Our group is interested in the genetics of endocrine (hormone) development and in conditions that affect steroid production early in life. Here, we have teamed up with Professor Gudrun Moore, whose interests include fetal growth and imprinting, and the BabyBioBank, a resource for investigating common complications of pregnancy.

What is the focus of your article?

This article investigates whether variants in a gene called CDKN1C are found in children with fetal growth restriction or in women who have had recurrent loss of pregnancy.

CDKN1C is an important growth repressor. Several years ago, we were involved in a study with collaborators in the USA and Argentina to show that gain-of-function due to variants in a very specific region of CDKN1C cause a growth restriction syndrome, called IMAGe syndrome.

Although IMAGe syndrome typically affects multiple organ systems, others have now shown that changes in CDKN1C can also cause fetal growth restriction in families without other obvious effects.

Here we studied the expression of CDKN1C in different tissues, the genetic makeup of the “hotspot” where variants are found, and asked if gain-of-function variants In CDKN1C were associated with non-familial fetal growth restriction

As CDKN1C is an imprinted gene (only expressed from the mothers copy) it means that the effects of any changes may skip generations and mothers could pass any effects on without having characteristics themselves. Therefore, we also hypothesised that gain-of-function of CDKN1C could also be associated with recurrent loss of pregnancy.

What did you find?

We found that CDKN1C is extremely highly expressed in the developing placenta.

Although we looked at almost 200 individuals, we did not find any likely significant variants in CDKN1C in the children with growth restriction, nor in the mothers with recurrent miscarriage.

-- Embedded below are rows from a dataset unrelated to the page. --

PR #415, opened 2021-11-30
[breaking][bugfix] respect null on server updates 

ro0gr:
Prior to this change, if a `fragment` was initialized with some value, and then server responds with a `null` it did not have any impact on a fragment state, and it kept having a non-empty value assigned. Now it's fixed, so the fragment attribute can be updated to `null`.

The same behavior is applied to the `fragmentArray`. Technically, this is a *breaking change*, since before, if non empty
`fragmentArray` received a `null` from the server, instead of nullifying the attribute, the `fragmentArray` instance just
became empty(with no items inside).

It was misaligned with how the `fragmentArray` handles `null` on create, cause during creation it is nullable. So for consistency, we let it be nullable on updates as well.

### DIFF
--- a/tests/unit/fragment_array_test.js
+++ b/tests/unit/fragment_array_test.js
@@ -282,4 +282,66 @@ module('unit - `MF.fragmentArray`', function(hooks) {
       });
     });
   });
+
+  test('can be created with null', function(assert) {
+    let person = store.push({
+      data: {
+        type: 'person',
+        id: 1,
+        attributes: {
+          names: null
+        }
+      }
+    });
+
+    run(() => {
+      assert.strictEqual(person.names, null);
+    });
+  });
+
+  test('can be updated to null', function(assert) {
+    let person = store.push({
+      data: {
+        type: 'person',
+        id: 1,
+        attributes: {
+          names: [
+            {
+              first: 'Catelyn',
+              last: 'Tully'
+            },
+            {
+              first: 'Catelyn',
+              last: 'Stark'
+            }
+          ]
+        }
+      }
+    });
+
+    run(() => {
+      assert.deepEqual(person.names.toArray().map((f) => f.serialize()), [
+        {
+          'first': 'Catelyn',
+          'last': 'Tully'
+        },
+        {
+          'first': 'Catelyn',
+          'last': 'Stark'
+        }
+      ]);
+
+      store.push({
+        data: {
+          type: 'person',
+          id: 1,
+          attributes: {
+            names: null
+          }
+        }
+      });
+
+      assert.strictEqual(person.names, null);
+    });
+  });
 });
--- a/addon/record-data.js
+++ b/addon/record-data.js
@@ -232,7 +232,11 @@ export default class FragmentRecordData extends RecordData {
           let serverFragment = this.serverFragments[name];
           if (serverFragment) {
             let fragmentKeys = [];
-            if (serverFragment instanceof StatefulArray) {
+            if (data.attributes[name] === null) {
+              // if we have data with a Fragment set up, but now we've received null,
+              // delete the null fragment from serverFragments.
+              delete this.serverFragments[name];
+            } else if (serverFragment instanceof StatefulArray) {
               serverFragment.setupData(data.attributes[name]);
             } else {
               fragmentKeys = serverFragment._internalModel._recordData.pushData({ attributes: data.attributes[name] }, calculateChange);
--- a/tests/unit/fragment_test.js
+++ b/tests/unit/fragment_test.js
@@ -307,4 +307,51 @@ module('unit - `MF.Fragment`', function(hooks) {
       assert.ok(person.get('names').isEvery('readyWasCalled'), 'when creating model that has fragmentArray');
     });
   });
+
+  test('can be created with null', async function(assert) {
+    let person = store.push({
+      data: {
+        type: 'person',
+        id: 1,
+        attributes: {
+          name: null
+        }
+      }
+    });
+
+    return run(() => {
+      assert.strictEqual(person.name, null);
+    });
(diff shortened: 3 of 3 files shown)


tests/integration/save_test.js
```diff
@@ -465,6 +465,39 @@ module('integration - Persistence', function(hooks) {
...
+        data: {
+          type: 'person',
+          id: 1,
+          attributes: {
+            name: null
+          }
+        }
+      });
+
+      assert.equal(person.name, null);
```
patocallaghan, line 497: @ro0gr This looks like a good change. Any chance you could update the test to test `person.names` too so that we know this works for fragment arrays too?

ro0gr: sure, will do!

tests/unit/fragment_array_test.js
```diff
@@ -282,4 +282,66 @@ module('unit - `MF.fragmentArray`', function(hooks) {
...
+        data: {
+          type: 'person',
+          id: 1,
+          attributes: {
+            names: null
+          }
+        }
+      });
+
+      assert.strictEqual(person.names, null);
```
ro0gr, line 344: so the current FragmentArray behavior in the master is that `person.names` are equal to an empty fragment array wrapper:
```
      assert.deepEqual(person.names.toArray().map((f) => f.serialize()), []);
```
So the change from this PR is technically a breaking change. 

However, IMO this is not consistent with how it behaves for the creation case, where the `names` are equal to `null`(https://github.com/adopted-ember-addons/ember-data-model-fragments/pull/415/files#diff-ab7b846c8b4a5b9482d558f599ee7fe427d8f12d6b9f3b7f00b506cd78d76bf6R298). I tend to leave this change for the sake of consistency. But, please, let me know if should preserve the existing behavior.

tests/integration/save_test.js
ro0gr: @patocallaghan thanks for the suggestion. I've improved tests a bit.

tests/unit/fragment_array_test.js
```diff
@@ -282,4 +282,66 @@ module('unit - `MF.fragmentArray`', function(hooks) {
...
+        type: 'person',
+        id: 1,
+        attributes: {
+          names: null
+        }
+      }
+    });
+
+    run(() => {
+      assert.strictEqual(person.names, null);
```
ro0gr, line 298: this behavior stays unchanged

tests/unit/fragment_array_test.js
patocallaghan: Thanks @ro0gr, yep I agree that consistency is better and fragmentArrays can be nullable both when they are created and when they are updated. Technically we are still in the 5.x beta phase so a breaking change should be fine.

@knownasilya do you have thoughts on this slight change in behaviour?

knownasilya: Sounds fine to me, as long as we document the change.

patocallaghan:
It looks like [CI is acting up](https://github.com/adopted-ember-addons/ember-data-model-fragments/runs/4540746551?check_suite_focus=true). I'll try have a look today to see what's up

```
2/4] Fetching packages...
error An unexpected error occurred: "registry.yarnpkg.com/webidl-conversions/-/webidl-conversions-6.1.0.tgz: Request failed \"503 Service Unavailable\"".
info If you think this is a bug, please open a bug report with the information provided in "/home/runner/work/ember-data-model-fragments/ember-data-model-fragments/yarn-error.log".
info Visit yarnpkg.com/en/docs/cli/install for documentation about this command.
Error!
1
undefined
Error: Process completed with exit code 1.
```

tests/unit/fragment_array_test.js
ro0gr: @knownasilya ok, I looked through the README and could not find a proper place where this detail could be injected into(in a natural way). I would gladly update the README(or whatever other documentation source) if there is a good idea on how to do it.

Meanwhile, I've updated the commit message, and PR description to contain a `[breaking]` label, + provided some more context regarding the reasons for this change. So I expect it to become a part of the changelog.
Also at this point we've fixed the intended behavior in tests, which could be approached as a kind of documentation as well. I think a `[breaking]` entry in the changelog + tests may be a good enough source of documentation. WDYT?

patocallaghan: Documenting it as `[breaking]` in the changelog sounds good enough to me 👍

patocallaghan:
I have a PR in #419 to see if we can clean make sure the `ember-release` try scenario doesn't fail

These findings suggest that gain-of-function of CDKN1C is not a common cause of these conditions.

What does this add to the current research landscape?

This study highlights the range of features associated with gain of CDKN1C function and addresses the hypothesis that CDKN1C has a wider role in fetal growth and maintenance of pregnancy.

The genetics of recurrent pregnancy loss are still poorly understood and it is possible that factors such as this, that can affect placental function and can skip generations, are good candidates for these conditions.

We believe having this knowledge available is important, even though the results are negative.

Why is it important that child health research is shared quickly and transparently?

The historic focus in publication has, understandably, been on reporting positive findings. This means that negative studies may “sit on the shelf” and a perspective on the relative importance of findings is sometimes lost.

Therefore, I feel that having the results of hypothesis based-research available is important, especially for putting the prevalence of genetic findings into perspective.